- Film poster
- Directed by: Alfred E. Green
- Written by: Milton Gunzberg (additional dialogue)
- Screenplay by: Edna Anhalt
- Based on: The Mountains Are My Kingdom 1937 novel by Stuart Hardy
- Produced by: Michael Kraike
- Starring: Wanda Hendrix Audie Murphy Burl Ives Dean Jagger
- Cinematography: Russell Metty
- Edited by: Ted J. Kent
- Music by: Walter Scharf
- Color process: Technicolor
- Production company: Universal Pictures
- Distributed by: Universal Pictures
- Release date: June 1, 1950;
- Running time: 83 minutes
- Country: United States
- Language: English
- Budget: $620,000-$850,000 (est).

= Sierra (film) =

1950 film

Sierra is a 1950 American Western film directed by Alfred E. Green and starring Wanda Hendrix, Audie Murphy and Burl Ives. The film was based on the 1937 novel The Mountains Are My Kingdom by Stuart Hardy.

==Plot==
Jeff Hassard (Dean Jagger) and his son Ring (Audie Murphy) lead an isolated existence in the mountains breaking horses, because Jeff is wanted for a murder he did not commit. Their lives are interrupted when they stumble upon a young woman lawyer, Riley (Wanda Hendrix). When Jeff is injured, Ring has to go into town to get help.

==Cast==
- Wanda Hendrix as Riley Martin
- Audie Murphy as Ring Hassard
- Burl Ives as Lonesome
- Dean Jagger as Jeff Hassard
- Richard Rober as Big Matt
- Tony Curtis as Brent Coulter (as Anthony Curtis)
- Houseley Stevenson as Sam Coulter
- Elliott Reid as Duke Lafferty
- Griff Barnett as Dr. Robbins
- Elisabeth Risdon as Aunt Susan
- Roy Roberts as Sheriff Knudson
- Gregg Martell as Hogan
- Sara Allgood as Mrs. Jonas
- Erskine Sanford as Judge Prentiss
- John Doucette as Jed Coulter
- James Arness as Little Sam (as Jim Arness)
- Ted Jordan as Jim Coulter
- I. Stanford Jolley as Snake Willens
- Jack Ingram as Al

==Production==
Wanda Hendrix was billed over Audie Murphy in the credits.

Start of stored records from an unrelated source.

PR #30811, opened 2026-09-06
Add snapstate extension

SoulSniper-V2:
## Description

SnapState is a native macOS app that saves and restores complete workspaces. This extension adds a small Raycast companion for two focused actions:

- **Restore Workspace** — search saved SnapState workspaces and ask the app to restore one.
- **Save Current Workspace** — name the current workspace and ask SnapState to capture it.

The extension reads only the local summary index at `~/Library/Application Support/SnapState/raycast-workspaces.json`. It does not read window URLs, titles, or workspace snapshots, and it does not duplicate SnapState’s Accessibility or Apple Events implementation. The native app remains required and remains the paid product.

The app-side bridge is available in SnapState 2.5.2 and uses the `snapstate://restore` and `snapstate://capture` URL actions.

## Verification

- `npm run build` — passed.
- `npm run lint` — passed.
- `npx tsc -p tsconfig.json --noEmit` — passed.
- Manifest, icon, lockfile, README, metadata screenshots, and both command entry points are included.
- Native bridge and the notarized SnapState 2.5.2 DMG are live at https://getsnapstate.com.
- Metadata screenshots were captured from the local macOS Raycast development UI and pass the repository image checks.

The extension is intentionally thin: Raycast is a launcher and search surface; SnapState owns the actual capture and restore behavior.

## Checklist

- [x] Read the extension guidelines.
- [x] Read the publishing documentation.
- [x] Ran `npm run build` and `npm run lint`.
- [x] Checked that the icon is used by the extension.
- [x] Kept README assets outside the metadata folder.
- [x] Added and verified metadata screenshots.

The extension’s native URL actions and distribution build were verified independently; the full capture/restore behavior remains owned by the installed SnapState app.


pernielsentikaer (changes requested):
Hi @SoulSniper-V2 👋

Thanks for the clean companion bridge — the index reading is nicely defensive, the empty/error states are well separated, and the README explains the local-only privacy boundary clearly 💪

One thing I'd like to sort out before merging:

`createSnapStateURL()` in `src/lib.ts` builds the query with `URLSearchParams`, which form-encodes spaces as `+`. So a workspace named "Deep Work" is sent as `snapstate://capture?name=Deep+Work`. A custom URL scheme is normally parsed with strict URL rules, where `+` stays a literal plus rather than being decoded back to a space, so unless SnapState replaces `+` itself, multi-word names will be saved as `Deep+Work`. Our Store extension LayoutLock works around exactly this for its own scheme by emitting `%20`.

Could you confirm SnapState decodes `+`, or switch to `%20`? Something like:

```ts
export function createSnapStateURL(command: string, parameters: Record<string, string> = {}): string {
  const query = new URLSearchParams(parameters).toString().replace(/\+/g, "%20");
  return query ? `snapstate://${command}?${query}` : `snapstate://${command}`;
}
```

Two small things while you're in there:

- `src/restore-workspace.tsx` renders `${workspace.windowCount} windows`, so a single-window workspace shows `1 windows`. Could you use the same singular/plural handling as `workspaceAccessory()`?
- `package.json` doesn't include `@raycast/eslint-config`/`eslint`/`prettier` (or `@types/node`/`@types/react`), so `ray lint` prints "ESLint is not installed, skipping formatting check". Adding the usual devDependencies would let that check run — optional, but most new extensions include them.

On my side `npm run build`, `npm run lint`, `tsc --noEmit` and the metadata image checks all pass, so this is close 🙂

---

SoulSniper-V2 (commented):
Hi @pernielsentikaer, thanks for the thorough review!

**`+` vs `%20`:** You were right. I checked SnapState's handler — `handleExternalURL` reads params via `URLComponents.queryItems`, which percent-decodes but leaves `+` as a literal plus. So "Deep Work" would indeed have been saved as "Deep+Work". Switched `createSnapStateURL` to your suggested `%20` form.

**Pluralization:** Fixed. Added a shared `pluralize()` helper in `lib.ts` (also reused by `workspaceAccessory()`) — the restore list now renders "1 window".

**devDependencies:** Added `@raycast/eslint-config`, `eslint`, `prettier`, `@types/node`, and `@types/react`, and regenerated the lockfile. `tsc --noEmit` and eslint both pass locally, so `ray lint` should have its formatting check back.

All pushed to the branch — marking ready for review now. Thanks again!

Issue #29462, opened 2026-07-15
[Browser Bookmarks]


mikulabc:
### Extension

https://www.raycast.com/raycast/browser-bookmarks

### Raycast Version

0.68.0.0

### OS Version

Windows Windows 11 Professional 10.0.26200.0 amd64

### Description

I am getting this error below, could it be related to my 10k Bookmarks in Chrome, or that I have a lot of `javascript:xxx` bookmarklets too?

```
Error: Command terminated after reaching the extension memory limit (100 MB JS heap).
t.toRayError:index.mjs:927:11034
---
JavaScript Stack
t.toRayError:index.mjs:927:11034
Worker.<anonymous>:index.mjs:927:8278
Worker.emit:node:events:531:35
[kOnExit]:worker:316:12
```

### Steps To Reproduce

See Description

PR #30828, opened 2026-09-06
[Browser Bookmarks] Find Brave Nightly, Vivaldi, Helium and Dia on Windows

Just-Me-22:
On Windows this extension only ever showed me Edge, even though I had 1,403 bookmarks sitting in Brave Nightly.

When Windows support landed, Chrome, Brave and Edge were moved onto `getBrowserDataPath`. The other Chromium hooks still point at `~/Library/Application Support/...`, and `listAvailableBrowsers` drops any browser whose Windows path is missing, so they never get as far as reading a bookmark file.

This adds Windows paths for the four I could check against a real install, and puts their hooks on the same helper:

- Brave Nightly: `%LOCALAPPDATA%\BraveSoftware\Brave-Browser-Nightly\User Data`
- Vivaldi: `%LOCALAPPDATA%\Vivaldi\User Data`
- Helium: `%LOCALAPPDATA%\imput\Helium\User Data`
- Dia: `%LOCALAPPDATA%\Packages\TheBrowserCompany.Dia_ttt1ap7aakyb4\LocalCache\Local\Dia\User Data`

Dia is the odd one because it ships as an MSIX package on Windows, so its data sits inside the package container. The suffix on that folder is the publisher hash, which is the same for everyone installing the signed package, not something per machine.

`getBrowserDataPath` hands back the macOS path on anything that isn't Windows, so macOS behaviour doesn't move.

Two things I left alone on purpose. The remaining browsers (Comet, Sidekick, Whale, the channel variants and so on) aren't installed here and I'd only be guessing at their paths. And I didn't add executable matching: Helium ships its binary as `chrome.exe`, so matching on that would have it claim Chrome's entry. The path fallback lists these browsers without an application path, which means their bookmarks open in the default browser rather than in that specific browser. Happy to add proper matching for the ones where it's unambiguous if you'd rather.

Tested on Windows 11 with Raycast 2.2.0.0. All five browsers now appear in the dropdown and their bookmarks are searchable, including Dia's 1,616.

## Checklist

- [x] I ran `npm run build` and tested this distribution build in Raycast on Windows

### DIFF
--- a/extensions/browser-bookmarks/CHANGELOG.md
+++ b/extensions/browser-bookmarks/CHANGELOG.md
@@ -2,7 +2,7 @@
 
 ## [Detect more Chromium browsers on Windows] - {PR_MERGE_DATE}
 
-- Find Brave Nightly, Vivaldi and Helium on Windows instead of only looking in the macOS application support folder
+- Find Brave Nightly, Vivaldi, Helium and Dia on Windows instead of only looking in the macOS application support folder
 
 ## [Chrome Account Bookmarks] - 2026-05-20
 
--- a/extensions/browser-bookmarks/CHANGELOG.md
+++ b/extensions/browser-bookmarks/CHANGELOG.md
@@ -1,6 +1,6 @@
 # Browser Bookmarks Changelog
 
-## [Detect more Chromium browsers on Windows] - {PR_MERGE_DATE}
+## [Detect more Chromium browsers on Windows] - 2026-09-06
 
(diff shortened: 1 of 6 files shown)


Just-Me-22:
Related: #30830. I found this while digging into the memory report in #29462, so the two touch the same extension but are independent. This one is the detection bug, that one is the render cost. We'll also update those other browsers, like for example Opera. The dia browser is also available on Windows so that has to be added.

pernielsentikaer (approved):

They were married when the film was made, however their marriage was short and tumultuous, and the two were separated before the film was even released. According to various interviews and articles on the film, Murphy was suffering from what would eventually come to be known as post-traumatic stress disorder, which resulted in his often erratic and unpredictable behavior.

Parts of the film were shot in Kanab Canyon, Aspen Mirror Lake, Duck Creek, Cascade Falls, and Cedar Breaks in Utah.